I'll have to take a look at this one. Could be interesting from the whole "Darwinian threshold" concept of early bacterial phylogeny (which I'm not really a fan of, but that's a story for another time).
Jonathan: I'd expect that "long-separated" vs. "incipient" would grade into each other - two extremes of the spectrum. Even widely separated organisms (such as a eubacterium and an archaeon) can still occassionally swap genes on rare occassions.
Because bacterial recombination involves the occasional transfer of small DNA fragments between strains, different sets of niche-specific genes may be maintained in populations that freely recombine at other loci.
If that was written:
"Because hybridization involves the occasional transfer of genes between populations/sub-species, different sets of niche-specific genes may be maintained in populations that freely recombine at other loci."

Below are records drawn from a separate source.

PR #384, opened 2025-03-11
adding extension to get SA'd kubeconfig from harvester via rancher client

slickwarren:
## Issue: 

 https://github.com/rancher/tests/pull/43

Rancher UI specifys a serviceAccountName when generating a kubeconfig from the imported harvester cluster within rancher, using the k8s/clusters api. We need a helper to do this using the apiBaseClient from rancher.

### DIFF
--- a/extensions/harvester/sakubeconfig.go
+++ b/extensions/harvester/sakubeconfig.go
@@ -3,6 +3,7 @@ package harvester
 import (
 	"bytes"
 	"encoding/json"
+	"errors"
 	"fmt"
 	"io"
 	"net/http"
@@ -31,11 +32,6 @@ type KubeConfigOpts struct {
 // cluster which will use the kubeconfig. This is typically used when creating a downstream cluster for
 // harvester that uses the harvester cloud provider.
 func GetHarvesterSAKubeconfig(client *rancher.Client, clusterName string) ([]byte, error) {
-	client, err := rancher.NewClient(client.RancherConfig.AdminToken, client.Session)
-	if err != nil {
-		return nil, err
-	}
-
 	query, err := url.ParseQuery(HarvesterProviderClusterLabel)
 	if err != nil {
 		return nil, err
@@ -44,6 +40,10 @@ func GetHarvesterSAKubeconfig(client *rancher.Client, clusterName string) ([]byt
 	harvesterCluster, err := client.Steve.SteveType(clusters.ProvisioningSteveResourceType).ListAll(query)
 	if err != nil {
 		return nil, err
+	}
+
+	if len(harvesterCluster.Data) == 0 {
+		return nil, errors.New("no imported harvester cluster found")
 	}
 
 	status := &provv1.ClusterStatus{}
--- a/extensions/harvester/sakubeconfig.go
+++ b/extensions/harvester/sakubeconfig.go
@@ -48,6 +48,9 @@ func GetHarvesterSAKubeconfig(client *rancher.Client, clusterName string) ([]byt
 
 	status := &provv1.ClusterStatus{}
 	err = steveV1.ConvertToK8sType(harvesterCluster.Data[0].Status, status)
+	if err != nil {
+		return nil, err
+	}
 
 	opts := KubeConfigOpts{
 		CSIClusterRoleName: "harvesterhci.io:csi-driver",
--- a/extensions/harvester/sakubeconfig.go
+++ b/extensions/harvester/sakubeconfig.go
@@ -69,7 +69,7 @@ func GetHarvesterSAKubeconfig(client *rancher.Client, clusterName string) ([]byt
 		return nil, err
 	}
 
-	req.Header.Add("Authorization", "Bearer "+client.RancherConfig.AdminToken)
+	req.Header.Add("Authorization", "Bearer "+client.Management.APIBaseClient.Opts.TokenKey)
 	req.Header.Set("Content-Type", "application/json")
 
 	response, err := client.Management.APIBaseClient.Ops.Client.Do(req)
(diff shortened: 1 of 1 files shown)


extensions/harvester/sakubeconfig.go
```diff
@@ -0,0 +1,93 @@
...
+	ClusterRoleName    string `yaml:"clusterRoleName" json:"clusterRoleName" default:"harvesterhci.io:cloudprovider"`
+	Namespace          string `yaml:"namespace" json:"namespace" default:"default"`
+	SaName             string `yaml:"serviceAccountName" json:"serviceAccountName" default:"rancherCluster"`
+}
+
+// GetHarvesterSAKubeconfig generates a kubeconfig from the harvester cluster with a custom SA for the
+// cluster which will use the kubeconfig. This is typically used when creating a downstream cluster for
+// harvester that uses the harvester cloud provider.
+func GetHarvesterSAKubeconfig(client *rancher.Client, clusterName string) ([]byte, error) {
+	client, err := rancher.NewClient(client.RancherConfig.AdminToken, client.Session)
```
igomez06, line 34: can you rename this admin client? So we can see what calls it's making

extensions/harvester/sakubeconfig.go
```diff
@@ -0,0 +1,93 @@
...
+	if err != nil {
+		return nil, err
+	}
+
+	query, err := url.ParseQuery(HarvesterProviderClusterLabel)
+	if err != nil {
+		return nil, err
+	}
+
+	harvesterCluster, err := client.Steve.SteveType(clusters.ProvisioningSteveResourceType).ListAll(query)
```
igomez06, line 44: maybe check for the list of harvester clusters, so we don't get a panic. Empty list check

igomez06 (commented):
some small nits

extensions/harvester/sakubeconfig.go
slickwarren: added a check after checking err

extensions/harvester/sakubeconfig.go
```diff
@@ -0,0 +1,98 @@
...
+	CSIClusterRoleName string `yaml:"csiclusterRoleName" json:"csiclusterRoleName" default:"harvesterhci.io:csi-driver"`
+	ClusterRoleName    string `yaml:"clusterRoleName" json:"clusterRoleName" default:"harvesterhci.io:cloudprovider"`
+	Namespace          string `yaml:"namespace" json:"namespace" default:"default"`
+	SaName             string `yaml:"serviceAccountName" json:"serviceAccountName" default:"rancherCluster"`
+}
+
+// GetHarvesterSAKubeconfig generates a kubeconfig from the harvester cluster with a custom SA for the
+// cluster which will use the kubeconfig. This is typically used when creating a downstream cluster for
+// harvester that uses the harvester cloud provider.
+func GetHarvesterSAKubeconfig(client *rancher.Client, clusterName string) ([]byte, error) {
```
anupama2501, line 34: do we need the client for any rbac related cases like a standard user for instance? if not we can just take in adminClient as the client is not used anywhere other than getting the adminClient in line 35.

extensions/harvester/sakubeconfig.go
```diff
@@ -0,0 +1,98 @@
...
+
+	req, err := http.NewRequest("POST", fmt.Sprintf("https://%s/k8s/clusters/%s/v1/harvester/kubeconfig", adminClient.RancherConfig.Host, status.ClusterName), bytes.NewBuffer(bodyContent))
+	if err != nil {
+		return nil, err
+	}
+
+	req.Header.Add("Authorization", "Bearer "+adminClient.RancherConfig.AdminToken)
+	req.Header.Set("Content-Type", "application/json")
+
+	response, err := adminClient.Management.APIBaseClient.Ops.Client.Do(req)
```
anupama2501, line 80: should this be client instead of adminClient for any rbac related cases?

extensions/harvester/sakubeconfig.go
igomez06: Good question, can we always assume it's an admin client?

slickwarren: yeah sorry you guys are right, this can just be the client of the user who needs it.

extensions/harvester/sakubeconfig.go
```diff
@@ -0,0 +1,93 @@
...
+	if err != nil {
+		return nil, err
+	}
+
+	req, err := http.NewRequest("POST", fmt.Sprintf("https://%s/k8s/clusters/%s/v1/harvester/kubeconfig", client.RancherConfig.Host, status.ClusterName), bytes.NewBuffer(bodyContent))
+	if err != nil {
+		return nil, err
+	}
+
+	req.Header.Add("Authorization", "Bearer "+client.RancherConfig.AdminToken)
```
anupama2501, line 72: also might need to change this. we have admin token here. if the client is not admin, the request might fail.

igomez06 (dismissed):
LGTM

extensions/harvester/sakubeconfig.go
anupama2501: Since, the adminClient was removed from the current version, the client we use will be a non admin client. In that case a non admin client would be using the admin token..

igomez06: So Caleb if we're keeping it accessible to standard non-admin clients then the clients bearer token should be used like this: 
client.Management.APIBaseClient.Opts.TokenKey try this out

anupama2501 (approved):

igomez06 (approved):
LGTM

PR #391, opened 2025-04-10
Undo changes to project namespace

JonCrowther:
I misdiagnosed the cause of the integration test failures in https://github.com/rancher/rancher/pull/49797. I thought that the issue was the namespace being watched, but it was actually the Condition not being satisfied. Reverting.


caliskanugur (approved):
LGTM

igomez06 (approved):
LGTM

I could have sworn it came out of the Rieseberg lab or some similar creature. In fact, the stuff about heterogeneity in divergence between different regions of the genome is now standard fare in studies of parapatric animal and plant populations. Of course, the differences in divergence between different regions are due to structural features, but result in the genes contained within those structural features becoming "speciation genes". Alas, bacterial recombination is an entire beast altogether, so I doubt that structural features play a large role in heterogeneous divergence between bacterial genomes.
Bacterial recombination is also "an entirely different beast"....
Speciation taking 70 million years... hmpf. I'll let Darwin speak (letter to Joseph Hooker, 24 December 1856):
Why do any bacteriologists want to import the "species problem"? They really don't need to. With asexual organisms, you can simply work with clades all the way down, and there is no "cladogenesis problem".
On another note, how was the molecular divergence date estimate calibrated, in the absence of a fossil record?
And yet I can quote Darwin on many occasions trying to work through what species are. He did not, contrary to popular opinion, deny that they existed, temporarily, but that they had some definition that worked in all cases.
Bacteriologists and other microbiologists have to work with species for the same reason that other biologists do - they are phenomenal realities that call for explanation. If you like I can send you my paper...
The real reason, it seems to me, is that the nomenclature codes require that every organism must belong to a species, so, in order to name the taxa they want to talk about, people must give them species rank. Except when they talk about inofficial phenomena like "strains" anyway.
But please send me your paper. Have you got my e-mail address?